From the simulation, it is seen that the detection on four TCM achieved good BER performance of below 10–3 or even 10–5, when the power ratio is above 0.8. In our previous work it was suggested that the power is allocated according to each of user’s channel condition so that Pi = α/hi [29], that is inversely proportional to the channel gain. However, with the use of trellis-based MLSD, such straightforward allocation is less practical to implement. The power ratio to be used for the performance observation from this point forward would thus be set to be within the boundary of Pi ≥ 0.8 Ptot.i, for each ith stage of MLSD employed in the successive interference cancellation. For the 8 TCM the threshold is even higher, i.e., with minimum power ratio of 0.93.

It remains true though, that the higher power level would be allocated for users with worse channel conditions, i.e., users with more distance or wider angle to the LED. As it was already established in the previous part that the setting used is to be of φ1/2 = 80° with relatively similar channel gain for any θ, the channel condition plays a role in determining the order of the user, in which h1 < h2 < h3.

In successive signal detection, failure in the first stage is automatically transmitted to the next stage. The error rate of the first-tier detection is assuredly less or equal to that of the next one, as can be seen in the next part. A minimum amount of error should then be attempted, in order to ensure the next stages.

4.2 Performance of successive MLSD for superposition signal

Performance observation was done and to be displayed separately for 4 TCM and 8 TCM. This is so that the observation can be made well for each user of the scheme.

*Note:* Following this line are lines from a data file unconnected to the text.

Issue #39326, opened 2026-07-28
ai: mid-stream HTTP resets are reported as invalid provider output (v2)


bbartels:
### Description

When an HTTP provider connection resets, OpenCode aborts the active session drain. If the reset happens after response headers and valid SSE events have arrived, the incomplete assistant step fails and there is no recovery beyond manually prompting the session again. Concurrent child sessions also lose their active work when their streams reset.

The durable session can still be prompted afterward, so it is not permanently corrupted, but the running operation and affected subagent work are lost. The visible error is misleadingly reported as `provider.invalid-output` with only:

```text
Failed to read openai/openai-responses stream
```

The underlying failures in these cases were HTTP/2 response-body transport resets:

```text
System.IO.IOException: Unable to read data from the transport connection:
Connection reset by peer.

System.Net.Sockets.SocketException (104): Connection reset by peer
```

On the current `v2` branch, `packages/ai/src/route/transport/http.ts` maps every `response.stream` error through `ProviderShared.eventError(...)`. That constructor creates `InvalidProviderOutputReason`. By contrast, request and response-header failures handled by `RequestExecutor` are correctly mapped to `TransportReason`.

This has two consequences:

1. Network, proxy, and provider disconnects look like provider schema bugs and lose the useful low-level cause.
2. `SessionRunnerRetry.isRetryable(...)` retries `Transport` failures but rejects `InvalidProviderOutput`, so a reset before any output also bypasses the existing retry schedule.

The runner intentionally prevents transparent retries after `outputStarted` becomes true. That is reasonable when a local tool call or provider-hosted side effect may have occurred, but the session needs a clear interrupted-step recovery path rather than terminating the drain with only a generic invalid-output error.

## Observed evidence

- Nine failures occurred across five sessions in approximately 41 minutes.
- Every failed assistant message had already persisted valid streamed reasoning events.
- Four active sessions failed within 34 ms of each other.
- OpenCode remained healthy on the same PID and server run.
- At every corresponding timestamp, the HTTP proxy logged `Connection reset by peer` while copying an HTTP/2 response body.
- The affected parent sessions remained promptable afterward, but their active drains and child-session work had terminated.

There is already a deterministic test path for the classification problem. `truncatedStream(...)` in `packages/ai/test/lib/http.ts` is used by `surfaces transport errors that occur mid-stream` in `packages/ai/test/provider/openai-chat.test.ts`. That test currently checks only the generic message, not the reason classification or preservation of the underlying cause.

[...]

PR #39391, opened 2026-07-28
fix(ai): retry transient client statuses

rekram1-node:
## Summary
- classify HTTP 408 and 409 provider responses as transient
- cover both statuses in provider error classification tests

## Testing
- `bun test test/provider-error.test.ts`
- `bun typecheck`

### DIFF
--- a/packages/ai/src/provider-error.ts
+++ b/packages/ai/src/provider-error.ts
@@ -135,7 +135,7 @@ export function classifyProviderFailure(input: ProviderFailure): LLMError["reaso
       rateLimit: input.rateLimit,
     })
   }
-  if (input.status !== undefined && input.status >= 500)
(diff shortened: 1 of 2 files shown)


bbartels:
@rekram1-node might be worth retrying this as well: https://github.com/anomalyco/opencode/issues/39326
also have seen 502's only be retried briefly

rekram1-node:
@bbartels yes Im doing a few passes im working on stuff related to invalid response stuff rn actually

bbartels:
Ah amazing! Happy to hear. Been using v2 primarily for the last two weeks. Really amazing work, massive step-up! The failed response stream, and some other failures to retry are the only things left on my list of improvements for a stable experience.
With the exceptions of some slight lag when switching very long history sessions of a busy server, otherwise its been fantastic!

For the 4 TCM, based on the previous section, the three users are assigned with power ratio of P1:P2:P3 = 85:13.5:1.5. Figure 6 depicts the result graphic of BER values over SNR of 20–60.

Fig. 6
figure 6

Performance of three users on NOMA VLC with 4 TCM (upper) and 8 TCM (lower)

For the 8 TCM, the three users are assigned with power ratio of P1:P2:P3 = 93:6.7:0.3. Figure 6 (lower) depicts the result graphic of BER values over SNR of 40–85. Although the power ratio of the third user is very small, with the success of the prior detection, the intended signal s3 is still well detected, albeit under certain conditions.

With a bounded range of system parameters, the signal detection for NOMA VLC is able to detect three superposition signals with both 4 TCM and 8 TCM. However, the third user on 8 TCM could tolerate only very small level of noise on the transmission. As well to be seen, with careful choice of power allocation, three parallel users can be served soundly with both schemes of 4 and 8 states TCM.

When compared to previous publications of OOK NOMA VLC, the performance of these TCM 4 and even 8 are satisfactorily comparable. In [31, 32], the result showed that low BER were achieved on SNR higher than 100, and it was on those regions further analysis were conducted. This high SNR reflects conditions for VLC indoor transmission, especially as access points. It is necessary for the equipment to receive light signal in adequate strength and very low noise.

For comparison in Fig. 7 is shown the performance of NOMA VLC on OOK transmission, in which MLSD also employed, in this case by means of four state trellis. The trellis design is similar to that of upper part of Fig. 3, but the edge label would be binary signals {00, 01, 10, 11} of OOK transmission instead of {1, 2, 3, 4} of monopodal PAM signaling. With carefully assigned power ratio, all three users are able to receive good quality of signals on SNR of 30 and above.

Fig. 7
figure 7

Performance of three users on OOK NOMA VLC with 4 state trellis encoder MLSD

5 Conclusion

In this paper, the authors proposed the application of the TCM for a NOMA VLC system, in place of a pulse amplitude one, and paired with the correspondence successive maximum likelihood signal detection. Two convolutional encoders and decoders of four- and eight-state were employed and evaluated in their performance and compared with OOK. For the successive detection to perform well, the power ratio needs to be above 0.8 on each stage on 4 TCM, and 0.93 for 8 TCM. Performance comparison for the 4 and 8 states encoders was revealed, each effectively serving three users. Considering the constraints and BER achieved, 4 TCM is more recommended for NOMA VLC.